PR #48, opened 2018-12-12
Load Enemy Type Info from monstats.txt

nicholasdechiara:
**Overview**

- _monstats.txt_ holds a huge (240 columns) table of info that defines many characteristics about monsters, npcs, hirelings, and other mobs. 
- Each row constitutes a different enemy definition
- EngineDataManager has been modified to load and store this information as a list of EnemyTypeConfigs
- EnemyState's constructor has been modified so that it requires an EnemyTypeConfig, which is used to define most of its stats.

**Loading the Data**

- ResourcePaths has a new path: MonStats --> _data\global\excel\monstats.txt_
- EngineDataManager has a new method, LoadEnemyData, which is called in initialization and should be where all load requests related to enemies are put.
- This method calls LoadEnemyTypeConfig(), which populates the EDM's EnemyTypeConfigs list with EnemyTypeConfig objects made from the _monstats.txt_
- Not all info from the table is loaded, I have tried to prune out info that exists only for reference or that is otherwise unused. **As we work we may discover that other info actually is needed, or (more likely) that some info isn't actually used.**

**Structure of the Data**

- EnemyTypeConfig stores basic info related to the enemy, such as its name, type, size, etc.
- It also stores the following objects: EnemyTypeAppearanceConfig, EnemyTypeCombatConfig, and three EnemyTypeDifficultyConfigs (one for each difficulty, normal, nightmare, and hell)
- EnemyTypeAppearanceConfig stores info related to the rendering of the enemy, such as whether or not it has certain animations, or if it has a light surrounding it.
- EnemyTypeCombatConfig stores info related to how the enemy acts in combat, such as what missiles it uses, whether it does elemental damage, what skills it has, etc.
- EnemyTypeDifficultyConfig stores info that is difficulty-specific, such as its level, hp, and resistances.

**Using the Data**

- Currently the data is not used anywhere during runtime. 
- The EnemyState's constructor calls for an EnemyTypeConfig, which would need to be pulled out of the EDM's store based upon some criteria (name of the mob?). 
- It also requires an eDifficulty flag, which indicates what difficulty the game is on. The EnemyTypeConfig object has a method GetDifficultyConfig(eDifficulty Difficulty) which gives you the appropriate difficulty config for a given game difficulty.

**Future Work**

- We will need to store the game's difficulty level somewhere (in the server?). When an enemy is created, it needs to be handed off this difficulty setting.
- EnemyState should be expanded to utilize more aspects of the EnemyTypeConfig, such as handling attacks, skills, item drops, etc.
- EnemyTypeConfig requires additional testing in order to understand what some of its data actually affects in the game.
- We should consider useful ways to index and categorize this data, as currently it is all thrown in a list. There doesn't seem to be a unique id for enemy definitions in the table itself.
- We should look into understanding how the AIParams work


essial:
Please resolve the merge conflicts so we can merge this in. We were in the middle of a huge equipment overhaul when this was posted.

PR #52, opened 2018-12-15
Address Patch MPQ Issue

nicholasdechiara:
**Overview**

- Diablo 2 uses a Patch_d2.mpq file to make changes to other existing files
- We need to load this mpq and allow it to overwrite existing data files in order to use the most recent versions of the data
- I have modified the mpqProvider in order to make it load the patch mpq last and use its files preferentially.
- The CharStats and Level Details needed to be changed as their patched files have different columns than the pre-patch files did. 

**FileList**

- An issue with the patch mpq is that it does not have a file list index. This file is used to indicate what files are in an mpq store, and all the other mpqs have this. 
- To get around this issue, we are currently combining the file lists of all other mpqs and using them as a base for the patch file list. This will find any replaced files.
- We need a mechanism for finding new files, as those currently will be unreachable.

**IsImploded**

- We needed to support the IsImploded flag in order to load the patch mpq data properly. This flag corresponds to a pkware implosion/explosion compression. 
- MPQStream had to be modified to support this case. 
- It is unknown if any other files in other mpqs are using this flag, we should be wary for side-effects of this change.

**CharStats**

- Revised because the patch version is different in its structure.
- The patch version includes PerLevelStatPoints, which is how many stat points a character gains to spend per level.
- Also: StartingSkills, which is a list (by string names, not ids) of what skills a character starts with.
- Also: BonusStrings, which are used by the UI to describe bonuses to certain skills
- See https://d2mods.info/forum/kb/viewarticle?a=389

**Level Details**

- Revised because the patch version is different in structure.
- QuestFlag: indicates whether a character can take a portal to this location
- Difficulties; some values in this object have been split into a separate difficulties object. The LevelDetails object now has a dictionary<eDifficulty, LevelDetailDifficulty> which can be used to figure out this info based on your current difficulty. This includes: monster level, monster density, size x, size y, monster spawns.
- Teleport: whether players can teleport in this level.
- Critter slots reduced to 4 (from 5)
- Monster slots reduced to 10 (from 25) (NOTE: sources claim that the d2 engine still accepts up to 25 if you manually add the columns back in; currently we do not support this and should consider expanding this functionality to support that case)
- See https://d2mods.info/forum/kb/viewarticle?a=301

**Todo**

- This check-in includes currently unused work related to reading missiles.txt. This will be completed at a later date and is currently not being loaded.
- Monstats needs to be revised. Currently it is disabled. The post-patch file has different columns.
- We need a mechanism for finding new files in the patch, such as monstats2.txt


nicholasdechiara:
Note: because eHero has None added, I had to make changes to SelectHeroClass in order to skip over None when trying to render / update rendering of hero classes.

nicholasdechiara:
Note: Armor, Misc, and Weapon had their columns move as well in the patch. Keep an eye out for other issues that may arise.

essial:
Thank you sir.

PR #82, opened 2019-11-04
Update .gitignore

liberodark:
Better to no add .exe for cross plateform project

### DIFF
--- a/.gitignore
+++ b/.gitignore
@@ -4,3 +4,4 @@
 **/Client
 .idea/**/*
 .vs/**/*
+/OpenDiablo2.exe


liberodark:
Probably add in gitignore : rh.exe would be great better for no expand size

essial:
Rh.exe is needed for CI build automation to set windows release app icon.

liberodark:
yes but OpenDiablo.exe is not necessary for CI

essial:
Yeah, I agree with the OpenDiablo2.exe part, that was an issue we found last night. Just making sure you know we DO need rh.exe.

PR #107, opened 2019-11-08
common: use stringer and string2enum tools to convert back and forth …

mewmew:
…between enum and string


essial:
As with the other commit, I'll have to review this tomorrow before merging. Thanks!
━━━━━━
EXERCISE BRIEF: Your task is to copy every entry above, exactly as written.

EXERCISE ANSWER:
PR #48, opened 2018-12-12
Load Enemy Type Info from monstats.txt

nicholasdechiara:
**Overview**

- _monstats.txt_ holds a huge (240 columns) table of info that defines many characteristics about monsters, npcs, hirelings, and other mobs. 
- Each row constitutes a different enemy definition
- EngineDataManager has been modified to load and store this information as a list of EnemyTypeConfigs
- EnemyState's constructor has been modified so that it requires an EnemyTypeConfig, which is used to define most of its stats.

**Loading the Data**

- ResourcePaths has a new path: MonStats --> _data\global\excel\monstats.txt_
- EngineDataManager has a new method, LoadEnemyData, which is called in initialization and should be where all load requests related to enemies are put.
- This method calls LoadEnemyTypeConfig(), which populates the EDM's EnemyTypeConfigs list with EnemyTypeConfig objects made from the _monstats.txt_
- Not all info from the table is loaded, I have tried to prune out info that exists only for reference or that is otherwise unused. **As we work we may discover that other info actually is needed, or (more likely) that some info isn't actually used.**

**Structure of the Data**

- EnemyTypeConfig stores basic info related to the enemy, such as its name, type, size, etc.
- It also stores the following objects: EnemyTypeAppearanceConfig, EnemyTypeCombatConfig, and three EnemyTypeDifficultyConfigs (one for each difficulty, normal, nightmare, and hell)
- EnemyTypeAppearanceConfig stores info related to the rendering of the enemy, such as whether or not it has certain animations, or if it has a light surrounding it.
- EnemyTypeCombatConfig stores info related to how the enemy acts in combat, such as what missiles it uses, whether it does elemental damage, what skills it has, etc.
- EnemyTypeDifficultyConfig stores info that is difficulty-specific, such as its level, hp, and resistances.

**Using the Data**

- Currently the data is not used anywhere during runtime. 
- The EnemyState's constructor calls for an EnemyTypeConfig, which would need to be pulled out of the EDM's store based upon some criteria (name of the mob?). 
- It also requires an eDifficulty flag, which indicates what difficulty the game is on. The EnemyTypeConfig object has a method GetDifficultyConfig(eDifficulty Difficulty) which gives you the appropriate difficulty config for a given game difficulty.

**Future Work**

- We will need to store the game's difficulty level somewhere (in the server?). When an enemy is created, it needs to be handed off this difficulty setting.
- EnemyState should be expanded to utilize more aspects of the EnemyTypeConfig, such as handling attacks, skills, item drops, etc.
- EnemyTypeConfig requires additional testing in order to understand what some of its data actually affects in the game.
- We should consider useful ways to index and categorize this data, as currently it is all thrown in a list. There doesn't seem to be a unique id for enemy definitions in the table itself.
- We should look into understanding how the AIParams work


essial:
Please resolve the merge conflicts so we can merge this in. We were in the middle of a huge equipment overhaul when this was posted.

PR #52, opened 2018-12-15
Address Patch MPQ Issue

nicholasdechiara:
**Overview**

- Diablo 2 uses a Patch_d2.mpq file to make changes to other existing files
- We need to load this mpq and allow it to overwrite existing data files in order to use the most recent versions of the data
- I have modified the mpqProvider in order to make it load the patch mpq last and use its files preferentially.
- The CharStats and Level Details needed to be changed as their patched files have different columns than the pre-patch files did. 

**FileList**

- An issue with the patch mpq is that it does not have a file list index. This file is used to indicate what files are in an mpq store, and all the other mpqs have this. 
- To get around this issue, we are currently combining the file lists of all other mpqs and using them as a base for the patch file list. This will find any replaced files.
- We need a mechanism for finding new files, as those currently will be unreachable.

**IsImploded**

- We needed to support the IsImploded flag in order to load the patch mpq data properly. This flag corresponds to a pkware implosion/explosion compression. 
- MPQStream had to be modified to support this case. 
- It is unknown if any other files in other mpqs are using this flag, we should be wary for side-effects of this change.

**CharStats**

- Revised because the patch version is different in its structure.
- The patch version includes PerLevelStatPoints, which is how many stat points a character gains to spend per level.
- Also: StartingSkills, which is a list (by string names, not ids) of what skills a character starts with.
- Also: BonusStrings, which are used by the UI to describe bonuses to certain skills
- See https://d2mods.info/forum/kb/viewarticle?a=389

**Level Details**

- Revised because the patch version is different in structure.
- QuestFlag: indicates whether a character can take a portal to this location
- Difficulties; some values in this object have been split into a separate difficulties object. The LevelDetails object now has a dictionary<eDifficulty, LevelDetailDifficulty> which can be used to figure out this info based on your current difficulty. This includes: monster level, monster density, size x, size y, monster spawns.
- Teleport: whether players can teleport in this level.
- Critter slots reduced to 4 (from 5)
- Monster slots reduced to 10 (from 25) (NOTE: sources claim that the d2 engine still accepts up to 25 if you manually add the columns back in; currently we do not support this and should consider expanding this functionality to support that case)
- See https://d2mods.info/forum/kb/viewarticle?a=301

**Todo**

- This check-in includes currently unused work related to reading missiles.txt. This will be completed at a later date and is currently not being loaded.
- Monstats needs to be revised. Currently it is disabled. The post-patch file has different columns.
- We need a mechanism for finding new files in the patch, such as monstats2.txt


nicholasdechiara:
Note: because eHero has None added, I had to make changes to SelectHeroClass in order to skip over None when trying to render / update rendering of hero classes.

nicholasdechiara:
Note: Armor, Misc, and Weapon had their columns move as well in the patch. Keep an eye out for other issues that may arise.

essial:
Thank you sir.

PR #82, opened 2019-11-04
Update .gitignore

liberodark:
Better to no add .exe for cross plateform project

### DIFF
--- a/.gitignore
+++ b/.gitignore
@@ -4,3 +4,4 @@
 **/Client
 .idea/**/*
 .vs/**/*
+/OpenDiablo2.exe


liberodark:
Probably add in gitignore : rh.exe would be great better for no expand size

essial:
Rh.exe is needed for CI build automation to set windows release app icon.

liberodark:
yes but OpenDiablo.exe is not necessary for CI

essial:
Yeah, I agree with the OpenDiablo2.exe part, that was an issue we found last night. Just making sure you know we DO need rh.exe.

PR #107, opened 2019-11-08
common: use stringer and string2enum tools to convert back and forth …

mewmew:
…between enum and string


essial:
As with the other commit, I'll have to review this tomorrow before merging. Thanks!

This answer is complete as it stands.